(Records supplied)
PR #8276, opened 2018-04-17
Fix Gdi+ WrongState exception type and remove incorrect test for GdiPlus status code

hughbe:
This now matches the Windows behaviour: https://github.com/dotnet/corefx/blob/0eb5e7451028e9374b8bb03972aa945c128193e1/src/System.Drawing.Common/src/System/Drawing/Gdiplus.cs#L289-290

The exception code for locking an already locked bitmap is incorrect, as demonstrated here: https://github.com/dotnet/corefx/blob/ec22edc155aa13289770c9f49630cc7ab588fca4/src/System.Drawing.Common/src/System/Drawing/Bitmap.cs#L244-L248

This has been fixed in https://github.com/mono/libgdiplus/pull/367

@akoeplinger FYI

### DIFF
--- a/mcs/class/System.Drawing/System.Drawing.Drawing2D/LinearGradientBrush.cs
+++ b/mcs/class/System.Drawing/System.Drawing.Drawing2D/LinearGradientBrush.cs
@@ -36,6 +36,7 @@ namespace System.Drawing.Drawing2D {
 	public sealed class LinearGradientBrush : Brush
 	{
 		RectangleF rectangle;
+		private bool _interpolationColorsWasSet;
 		
 		internal LinearGradientBrush (IntPtr native)
 		{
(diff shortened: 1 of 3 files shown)


luhenry:
The exception change is breaking some tests:
 - LinearGradientBrushTest.InterpolationColors_Colors_InvalidBlend
 - LinearGradientBrushTest.InterpolationColors_Positions_InvalidBlend

They both expect the `ArgumentException` instead of the `InvalidOperationException`, please verify the test behaviour on .NET Framework and update the test (or code) accordingly.

Thank you.

hughbe:
The issue here is that the lineargradientbrush product code doesn't have the same validation as .NET Core or .NET Framework:

https://referencesource.microsoft.com/#System.Drawing/commonui/System/Drawing/Advanced/LinearGradientBrush.cs,9384d19bfda49bbc,references
https://github.com/dotnet/corefx/blob/eb851a2b0243859be21e0d9d6fc3c4a4c5f9c7c5/src/System.Drawing.Common/src/System/Drawing/Drawing2D/LinearGradientBrush.cs#L381-L382

PR #8281, opened 2018-04-17
[threads] Check that thread is in a valid suspend state before notifying

lambdageek:


lambdageek:

lambdageek:
@monojenkins build Linux AArch64 Hybrid Suspend

lambdageek:

lambdageek:
@monojenkins build Linux AArch64 Hybrid Suspend

lambdageek:
@luhenry I did a bad job reviewing 282ee4bfd7ea91dc0015891010c71d8bd1421bc8 - in `begin_suspend_for_running_thread` we want to use coop for both full cooperative suspend and hybrid suspend.

I took out the atomic loads. I don't think they do anything here.

lambdageek:

lambdageek:
@monojenkins build Linux AArch64 Hybrid Suspend

lambdageek:
Some of the hybrid suspend hangs look like they're deadlocks in `backtrace()`: two threads are doing thread transitions at the same time and both try to capture backtraces to record in the checked thread transition histories.

Googling "`_Unwind_Find_FDE` deadlock" finds a lot of discouraging info.

lambdageek:

lambdageek:
@luhenry @kumpera another review?

Two new things:
1. A hacky mutex `trylock` around `backtrace` in checked builds to work around `backtrace` internally taking a mutex (there's a comment with a timeline of an example in the code). We trylock and yield a couple of times to do our best to get a stack trace and if there's contention, just give up.
2. Change who's responsible for notifying the suspend initiator when in hybrid suspend we have a race between done/abort blocking and the suspend signal.

   Previously: done blocking would notify the initiator and then wait for a resume - which means if the signal arrives after we've resumed we do an illegal `finish_async_suspend` transition when we're already back in `RUNNING`.

   Now: done blocking just waits for the resume - signal handler must run and notify the initiator and then immediately return).

lambdageek:

PR #8291, opened 2018-04-17
[corlib] SynchronizationContext.Current does not work on non-root AppDomain on Android

luhenry:
AndroidEnvironment.GetDefaultSyncContext just crashes when called on an AppDomain which is not the root AppDomain. This started appearing with the mono:2018-02 integration during which https://github.com/mono/mono/commit/252d61d0558b0bfa3461f3339ce617e2e4c285bb was introduced.

Fixes https://github.com/xamarin/xamarin-android/issues/1561


luhenry:
This is blocking any further testing for `2018-02` for XA.

akoeplinger:
But we're still not sure why we have another AppDomain right?

kg:
This probably should work in other appdomains, it's not a scenario I tested extensively. I still think our implementation of sync contexts is wrong but I wasn't able to figure it out in enough depth to build out a perfect solution. Maybe worth going back to it. netcore and netframework do it very differently from us

PR #8231, opened 2018-04-13
Fix timestamp for file copy

lewurm:
4a8d840 introduced that the destination
file of a copy operation has the same modification and access timestamps
as the source file.

With e0e185d this behaviour regresses,
since getting timestamps provides more precise information. Fixing this
by being more accurate when applying timestamps to destination file.

also: convert nano seconds to microseconds properly, by using `TICKS_PER_MILLISECOND` (which has L suffix in its definition)

fixes https://github.com/xamarin/xamarin-macios/issues/3929

needs backporting to `2018-02` and `2018-04`

PR #8293, opened 2018-04-17
[w32file-unix] fix mistake in 8430155946c31f0f3f5f04017eebd79ac15e566d

lewurm:
[w32file-unix] fix mistake in 8430155946c31f0f3f5f04017eebd79ac15e566d

commit message said
> [w32file-unix] convert nano seconds to microseconds properly, by using
> TICKS_PER_MILLISECOND (which has L suffix in its definition)

first it talks about microseconds, but then uses constant for _milli_
seconds

fixes regression introduced and mentioned here: https://github.com/mono/mono/pull/8231#issuecomment-381900732


lewurm:
@monojenkins backport 2018-02

lewurm:
@monojenkins backport 2018-04

lewurm:
@akoeplinger I thought about checking the difference being e.g. <1s, but I'm afraid such a test is too fragile

jaykrell:
Can we run touch to set a file's time and then read it back?

jaykrell:
Or a little bit of C?

Issue #8290, opened 2018-04-17
Only support one of dynamic linking or static linking for LLVM into Mono


luhenry:
We support 2 ways of linking Mono with LLVM:
 - static linking
 - dynamic linking (== "loaded" llvm)

Dynamic linking has the usual advantages with static linking, plus an avoided 0.1s added to Mono startup time (most likely static constructors) even when not using LLVM in the case of static linking.

As part of the work on distributing LLVM on Linux as part of Mono, we should settle on one of the 2 mechanism for the sake of simplifying our build. If choosing the dynamic linking approach, we need to make sure the packaging story is taken care of.

This is following discussion at https://xamarinhq.slack.com/archives/C98FGEDJR/p1523987857000829

/cc @kumpera @vargaz

vargaz:
The dynamic linking approach also has the disadvantage of complicating runtime development since running mono --llvm will pick up a random libmonollvm.so from somewhere on the system.

kumpera:
What if we fix our in-tree dev story for probing for assemblies & DSOs?

Cuz we either completely give up on being able to use mono/mini/mono and depend exclusively on runtime/mono-wrapper or we add enough probing under desktop.

I rather have the later, of adding the smarts to the runtime to probe enough additional locations on disk if it finds itself in a build tree.

jaykrell:
@vargaz I suggest using @origin to strongly guide the search -- the .sos must live in the same directory. Adequate then? Mac has a similar mechanism, need to make sure it is so to so (dylib) and not just executable to so (dylib).

Otherwise explicit dlopen+dlsym might be ok, if we have only a few imports, or automate.

Or, is there a model of dlopen-only, and then let the dynamic linker do all the dlsym? As long as you dlopen before it goes looking?

I do not want to be beholden to mono-wrapper. I avoid it all the time.

jaykrell:
I believe for Mac, @loader_path is the answer -- dylib to dylib, vs. @executable_path which would be main executable to dylib. Or if "all three" (mono, libmono, libmonollvm) in same directory, then either, that is a good solution imho, though I know people like to put so/dylib in lib instead of bin..

PR #8294, opened 2018-04-17
[configure.ac] Remove --enable-loadedllvm

luhenry:
Fixes https://github.com/mono/mono/issues/8290

### DIFF
--- a/configure.ac
+++ b/configure.ac
@@ -3219,9 +3219,8 @@ dnl ***  LLVM  ***
 dnl **************
 
 AC_ARG_ENABLE(llvm,[  --enable-llvm	Enable the LLVM back-end], enable_llvm=$enableval, enable_llvm=default)
-AC_ARG_ENABLE(loadedllvm,[  --enable-loadedllvm	Load the LLVM back-end dynamically], enable_llvm=$enableval && enable_loadedllvm=$enableval, enable_loadedllvm=no)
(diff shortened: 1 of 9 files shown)


vargaz:
As I mentioned, this will make development more painful. Also, on ios, we have 2 cross compilers, both with a libmonollvm.dylib, which are going to have a name collision, or they have to be lipo-d together.

jaykrell:
I have only used the non-loaded form, but only a little.

configure.ac
```diff
@@ -3219,9 +3219,8 @@ dnl ***  LLVM  ***
 dnl **************
 
 AC_ARG_ENABLE(llvm,[  --enable-llvm	Enable the LLVM back-end], enable_llvm=$enableval, enable_llvm=default)
-AC_ARG_ENABLE(loadedllvm,[  --enable-loadedllvm	Load the LLVM back-end dynamically], enable_llvm=$enableval && enable_loadedllvm=$enableval, enable_loadedllvm=no)
```
akoeplinger: autoconf will just issue a warning if someone passes this now unknown option right?

akoeplinger: We still have --enable-loadedllvm in packaging/MacSDK/mono.py and README.md

luhenry:
Too many drawbacks for little removed code. We will revisit whenever we have a good story of use of in-tree builds of our libraries.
(End Records supplied)
- [Activity]
Of the entries above, repeat exactly the lines from the line with "Fix timestamp for file copy" through the line with "PR #8293, opened 2018-04-17", both of them included.

- [Response below]
Fix timestamp for file copy

lewurm:
4a8d840 introduced that the destination
file of a copy operation has the same modification and access timestamps
as the source file.

With e0e185d this behaviour regresses,
since getting timestamps provides more precise information. Fixing this
by being more accurate when applying timestamps to destination file.

also: convert nano seconds to microseconds properly, by using `TICKS_PER_MILLISECOND` (which has L suffix in its definition)

fixes https://github.com/xamarin/xamarin-macios/issues/3929

needs backporting to `2018-02` and `2018-04`

PR #8293, opened 2018-04-17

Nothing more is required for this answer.